▸ **Information**
Issue #693, opened 2024-08-27
Switch some test cases to ClusterClass provisioning


salasberryfin:
### What would you like to be added (User Story)?

As we work on improving `ClusterClass` support and user experience, as a developer I'd like to have test cases covering cluster provisioning via `ClusterClass`.

### Detailed Description

E2E tests should validate that cluster can be provisioned via `ClusterClass` + `Cluster` definition.

### Anything else you would like to add?

To prevent us from a growing lists of E2E test cases, we should move some of the existing scenarios to using a `ClusterClass` provisioning approach. This prevents us from increasing the E2E runtime which is already considerably long.

salasberryfin:
We can use this issue to also create more cluster class example to share with UI team.

salasberryfin:
- [ ] AWS
- [x] Azure - [coverage for AKS clusters](https://github.com/rancher/turtles/pull/779)

valaparthvi:
I would like to work on CAPD+Kubeadm part, if that is alright?

kkaempf:
All checkmark items and sub-issues are done, closing.

PR #779, opened 2024-10-10
test: cover azure provisioning via cluster class

salasberryfin:

Cover AKS cluster provisioning via cluster topology. I suggest deleting the "standard" provisioning test case as the resulting workload cluster is equivalent and the same validation logic is applied to Turtles import/un-import functionality.

Partially solves #693  

We can remove the existing AKS test case and use cluster class only in this PR or do it later in a separate one.

The new template will be formatted and re-used as one of the cluster topology example that will be added to Turtles docs. A documentation issue is tracking progress on this [here](https://github.com/rancher/turtles-docs/issues/161).

Class definition includes a reference to RKE2 because **CAPI's webhooks require a bootstrap object reference** which, in this case, won't affect during provisioning as AKS is a managed service. This is a known limitation of CAPI and you can refer to https://github.com/kubernetes-sigs/cluster-api/issues/10943 for detailed information on whether this can be fixed and how.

▸ **Work task**
From the records, copy out each line that includes the string "example".

▸ **Output for this task**
We can use this issue to also create more cluster class example to share with UI team.
The new template will be formatted and re-used as one of the cluster topology example that will be added to Turtles docs. A documentation issue is tracking progress on this [here](https://github.com/rancher/turtles-docs/issues/161).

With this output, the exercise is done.